Kinda depends on your definition of "best" weather though, doesn't it? I actually _like_ a bit of rain each year because of what it does for the plants and also just the general freshness in the air. But hey, I'm from Seattle. We're all born with webbing between our toes.


----------



## JohnSoCal (Sep 2, 2007)

Penguins_Pet_Pumpkin said:


> Kinda depends on your definition of "best" weather though, doesn't it? I actually _like_ a bit of rain each year because of what it does for the plants and also just the general freshness in the air. But hey, I'm from Seattle. We're all born with webbing between our toes.


I lived in the Northwest ( Portland and Seattle ) and left because of the weather. I couldn't stand the weeks of dreariness. However, each person has their own idea of what is good. However, San Diego is rated as having the best weather for whatever that counts.

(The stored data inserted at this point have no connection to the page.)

PR #246, opened 2022-02-21
Add register accessors to Circuit

yao-cqc:


ss2165 (changes requested):
Nice, can we also add methods to get all the registers?

ss2165 (approved):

My wife and I were in Seattle for a few days just 2 weeks ago. We stayed at the Grand Hyatt in downtown. It was 39 years ago since we had been there. We were very impressed with the city and wish that we had more time there. We did several tours and walked all over downtown. We loved Pike Place Market. We ate breakfast at Lowell's there.


----------



## Penguins_Pet_Pumpkin (Jul 16, 2007)

How was the weather while you were there? I've been hearing they've been getting a lot sunshine this summer. People here in Hastings like to joke at me about all the rain in my home town, but we haven't really had summer here this year, and apparently "rain city" has been lovely!


----------



## JohnSoCal (Sep 2, 2007)

Penguins_Pet_Pumpkin said:


> How was the weather while you were there? I've been hearing they've been getting a lot sunshine this summer. People here in Hastings like to joke at me about all the rain in my home town, but we haven't really had summer here this year, and apparently "rain city" has been lovely!

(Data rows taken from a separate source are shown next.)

PR #298, opened 2022-03-18
[TKET-1913] Refactor long running tests

ferbetanzo:
This PR is a refactoring of the current tests and CI so those tests that have a running time >= 1 second (on a regular modern laptop) are executed only once a week. It includes the following changes:
- The long tests have the `"[.long]"` tag, which means that they are by default _hidden_, and can be run by specifying the `"[long]"` tag to the test_tket binary. **NOTE:** making a scenario hidden has the side-effect that its tags are not reported if you run the catch2 binary with `-t` to list the tags. 
- Remove the `TKET_TESTS_FULL` compilation flag so now all the tests are built at once.
- Refactor some of the tests so only the long running `GIVEN` cases are assigned the `"[.long]"` flag.
- Add the `tket-tests:long` option to run only the long tests.
- Change the coverage.yml to generate and check 2 different coverage reports, one for the _normal_ tests, and one for the _full suite_ tests.

### DIFF
--- a/.github/workflows/coverage.yml
+++ b/.github/workflows/coverage.yml
@@ -98,24 +98,41 @@ jobs:
     - name: Install gcovr
       run: pip install gcovr
     - name: Build coverage report
-      if: github.event_name == 'pull_request' || github.event_name == 'push'
       run: |
         mkdir test-coverage
         gcovr --print-summary --html --html-details -r ./tket/src/ --exclude-lines-by-pattern '.*\bTKET_ASSERT\(.*\);' --object-directory ${PWD}/build/tket/ -o test-coverage/index.html > test-coverage/summary.txt
-    - name: Build coverage report (full suite)
-      if: github.event_name == 'schedule'
-      run: |
-        mkdir test-coverage
-        gcovr --print-summary --html --html-details -r ./tket/src/ --exclude-lines-by-pattern '.*\bTKET_ASSERT\(.*\);' --object-directory ${PWD}/build/tket/ -o test-coverage/index.html > test-coverage/summary-full.txt
     - name: Upload artefact
       uses: actions/upload-artifact@v2
       with:
         name: test_coverage
         path: test-coverage/
 
+  check_coverage:
+    name: Check coverage
+    needs: generate_coverage
+    if: (github.event_name == 'push' && needs.changes.outputs.tket == 'true') || github.event_name == 'schedule'
+    runs-on: ubuntu-20.04
+    steps:
+    - uses: actions/checkout@v2
+    - name: Download artefact
+      uses: actions/download-artifact@v2
+      with:
+        name: test_coverage
+        path: test-coverage/
+    - name: Compare with latest report from develop (short tests)
+      if: github.event_name == 'push'
+      run: |
+        wget https://cqcl.github.io/tket/tket/test-coverage-short/summary.txt
+        ./.github/workflows/compare-coverage summary.txt test-coverage/summary.txt
+    - name: Compare with latest report from develop (full suite)
+      if: github.event_name == 'schedule'
+      run: |
+        wget https://cqcl.github.io/tket/tket/test-coverage/summary.txt
+        ./.github/workflows/compare-coverage summary-full.txt test-coverage/summary-full.txt
+
   publish_coverage:
     name: Publish coverage
-    needs: generate_coverage
+    needs: check_coverage
     concurrency: gh_pages
     if: (github.event_name == 'push' && needs.changes.outputs.tket == 'true') || github.event_name == 'schedule'
     runs-on: ubuntu-20.04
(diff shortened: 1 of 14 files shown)


.github/workflows/coverage.yml
```diff
@@ -120,6 +133,7 @@ jobs:
         git config --global user.email "tket-bot@cambridgequantum.com"
         git config --global user.name  "«$GITHUB_WORKFLOW» github action"
     - name: Remove old report
+      if: github.event_name == 'push'
       run: git rm -r docs/tket/test-coverage
     - name: Add report to repository
```
cqc-alec, line 138: Need to be a bit careful here. Looks like we are pushing both the long and non-long coverage to the same place, so they will overwrite each other. I suggest that the existing directory should be used for the long version, and a different directory used for the non-long version, so that https://cqcl.github.io/tket/tket/test-coverage/ points to the long version.

cqc-alec (changes requested):

.github/workflows/coverage.yml
ferbetanzo: I've changed it so that the short tests directory is `test-coverage-short`, and I've also commited the required directory and summary.txt file in th `gh-pages` branch.

recipes/tket-tests/conanfile.py
```diff
@@ -43,7 +47,6 @@ def validate(self):
     def _configure_cmake(self):
         if self._cmake is None:
             self._cmake = CMake(self)
-            self._cmake.definitions["TESTS_FULL"] = self.options.full
```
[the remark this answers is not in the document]
ferbetanzo: Done :D

.github/workflows/coverage.yml
```diff
@@ -104,7 +117,7 @@ jobs:
     name: Publish coverage
     needs: generate_coverage
     concurrency: gh_pages
-    if: github.event_name == 'push' && needs.changes.outputs.tket == 'true'
+    if: (github.event_name == 'push' && needs.changes.outputs.tket == 'true') || github.event_name == 'schedule'
```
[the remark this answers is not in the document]
ferbetanzo: The publish job now depends on the check job.

.github/workflows/coverage.yml
```diff
@@ -100,48 +107,63 @@ jobs:
...
         path: test-coverage/
 
-  publish_coverage:
-    name: Publish coverage
+  check_coverage:
+    name: Check coverage
     needs: generate_coverage
-    concurrency: gh_pages
-    if: github.event_name == 'push' && needs.changes.outputs.tket == 'true'
+    if: (github.event_name == 'push' && needs.changes.outputs.tket == 'true') || github.event_name == 'schedule'
```
cqc-alec, line 113: We want to run this job on `pull_request`, not `push`. (Coverage reduction should be caught at PR stage.)

On the other hand, the "publish" job should run on `push`. So the dependencies need tweaking a bit. (I think `publish_coverage` needs `generate_coverage` but not `check_coverage`?)

cqc-alec (changes requested):

cqc-alec:
Thanks, one question: on "schedule" runs, do we want to publish if the check fails?

- Reason to do so: the published report will correspond to the state of develop.
- Reason not to do so: subsequent checks will pass, meaning we could easily ignore the failure and coverage will go down.

Also, "Add report to repository (short tests)" and "Add report to repository (full suite)" should be qualified with "if" clauses I think.

cqc-alec:
> @cqc-alec that's a good question. I think there's definitely a risk of ignoring a decrease in the coverage of the full suite if we always publish the report regardless of the check. So, I'd prefer to only update it if the check succeeds. On the other hand, I'm not sure if there exist any other stuff that depends on the report being updated every week?

No, there is nothing else that depends on it. It is only useful as a reference for developers -- so that we can see where coverage is missing.
One option would be to publish it to a different locations -- say, `test-coverage-develop` -- which we can still use as a reference but which won't be used by this check in future runs.

ferbetanzo:
> Also, "Add report to repository (short tests)" and "Add report to repository (full suite)" should be qualified with "if" clauses I think.
You're totally right. I've fixed it now.

ferbetanzo:
> No, there is nothing else that depends on it. It is only useful as a reference for developers -- so that we can see where coverage is missing. One option would be to publish it to a different location -- say, `test-coverage-develop` -- which we can still use as a reference but which won't be used by this check in future runs.

Mmm, since we already have 2 different coverage reports (the short and the full one), I'm worried that introducing another one can be more harmful than useful. I'm not entirely sure about the use case and when would you exactly want to see the report of the coverage, but everytime the workflow is run the generated coverage report is saved as an artifact that you can download from the GH Actions UI (even if it was not published), and then you can compare the current with the obtained one... would this be sufficient enough?

If so, then I think I'll put the requirement that for the `'schedule'` publishing must be done only after a successful check.

.github/workflows/coverage.yml
ferbetanzo: Addressed :)

ferbetanzo:
@cqc-alec I've reflected our discussion on when to publish the report in my last PR. I ended up creating 2 different publishing jobs since they have a somewhat different logic. I think this was the only unresolved review feedback left.

cqc-alec (commented):
Thanks! Sorry, one more question: on scheduled runs, what will be the value of `needs.changes.outputs.tket`? We want to make sure we run `generate_coverage` at least if there have been any changes on `develop` since the last scheduled run; does the current logic ensure that?

ferbetanzo:
> Thanks! Sorry, one more question: on scheduled runs, what will be the value of needs.changes.outputs.tket? We want to make sure we run generate_coverage at least if there have been any changes on develop since the last scheduled run; does the current logic ensure that?

That's a very good point. Reading at the `dorny/paths-filter@v2` documentation, I'm not sure if the `steps.filter.outputs.tket` would be set to true if the workflow is not initiated by a push. I have added it explicitly to the `if` in the `generate_coverage`. That means that, even if there are no changes pushed to develop, we would always run the workflow every Saturday morning. Would that work?

cqc-alec:
> That's a very good point. Reading the `dorny/paths-filter@v2` documentation, I'm not sure if the `steps.filter.outputs.tket` would be set to true if the workflow is not initiated by a push. I have added it explicitly to the `if` in the `generate_coverage`. That means that, even if there are no changes pushed to develop, we would always run the workflow every Saturday morning. Would that work?

Sounds good, yes, thanks.

cqc-alec (approved):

We had just completed a 2 week tour of Vancouver, Victoria, and the Rocky Mountaineer circle train tour. The weather would be basically the same as Seattle and was pretty bad with a lot of cool damp rainy days. Our last day in Seattle was nice and sunny. One's perception of the weather depends on what they expect. We are used to sunny and warm everyday which is what we like. I used to laugh at my dear aunt that lived in Vancouver Canada. Whenever I asked her how the weather was, she would always reply "It is mild" regardless if there was snow or it was 85 and sunny.

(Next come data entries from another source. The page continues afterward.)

PR #302, opened 2022-03-23
Feature/serialise measurement setup

yao-cqc:


tket/src/MeasurementSetup/include/MeasurementSetup/MeasurementSetup.hpp
```diff
@@ -37,6 +38,7 @@ namespace tket {
 class MeasurementSetup {
  public:
   struct MeasurementBitMap {
+    MeasurementBitMap(){};
```
cqc-alec, line 41:
```suggestion
    MeasurementBitMap(){}
```

cqc-alec, line 41: Can we add a test for serialization/deserialization of a default-constructed `MeasurementBitMap`?

tket/src/MeasurementSetup/MeasurementSetup.cpp
```diff
@@ -107,4 +107,50 @@ std::string MeasurementSetup::to_str() const {
...
+      map_list;
+  for (const std::pair<
+           const QubitPauliString,
+           std::vector<MeasurementSetup::MeasurementBitMap>> &tensor_map :
+       setup.get_result_map()) {
+    map_list.push_back(tensor_map);
+  }
+  // sort the list for consistent serialisation
+  std::sort(map_list.begin(), map_list.end(), [](auto pair1, auto pair2) {
+    return pair1.first < pair2.first;
```
cqc-alec, line 136: Is it possible for two elements of the list to have the same first member? (In which case we'd also need to compare the second elements.)

cqc-alec (changes requested):

tket/src/MeasurementSetup/MeasurementSetup.cpp
yao-cqc: It's shouldn't be possible because the first elements are the keys in the result map.

tket/src/MeasurementSetup/include/MeasurementSetup/MeasurementSetup.hpp
```diff
@@ -37,6 +38,7 @@ namespace tket {
 class MeasurementSetup {
  public:
   struct MeasurementBitMap {
+    MeasurementBitMap() {}
```
cqc-alec, line 41: Shoul explicitly initialize `_circ_index` and `_invert` here.

cqc-alec (approved):

PR #303, opened 2022-03-23
Feature/serialization for predicate

yao-cqc:


cqc-alec:
Thanks, one question: on "schedule" runs, do we want to publish if the check fails?
Reason to do so: the published report will correspond to the state of develop.
Reason not to do so: subsequent checks will pass, meaning we could easily ignore the failure and coverage will go down.
At the moment I think it is indeterministic which happens, because `check_coverage` and `publish_coverage` can be run concurrently.

pytket/binders/predicates.cpp
```diff
@@ -82,7 +83,20 @@ PYBIND11_MODULE(predicates, m) {
...
       .def("__str__", [](const Predicate &) { return "<tket::Predicate>"; })
-      .def("__repr__", &Predicate::to_string);
+      .def("__repr__", &Predicate::to_string)
+      .def(
+          "to_dict",
+          [](const PredicatePtr &predicate) {
+            return nlohmann::json(predicate);
+          },
+          "Return a JSON serializable dict representation of "
+          "the Predicate.\n"
```
cqc-alec, line 93:
```suggestion
          "the Predicate.\n\n"
```

cqc-alec (changes requested):

cqc-alec (approved):

PR #307, opened 2022-03-25
Pin jinja2 and gcovr versions.

cqc-alec:
Works around incompatibility between gcovr 5.0 and jinja2 3.1.0 (see https://github.com/CQCL/tket/runs/5688235924 for error).


ferbetanzo (approved):
Thanks for the change. LGTM.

Are you going to be moving back to the US or have you settled there permanently?


----------



## Penguins_Pet_Pumpkin (Jul 16, 2007)

I'm permanent. My husband is English and I'm just now studying for my residency test, which I'll apply to my citizenship as soon as I'm eligible. I'm hopefully going to be visiting Seattle in October though. Hubby travels to SF quarterly and if we can swing it, I'm going with him and then we're flying north when his work is over. I have a photo album, bulging with travel pictures, to give my Mom!


----------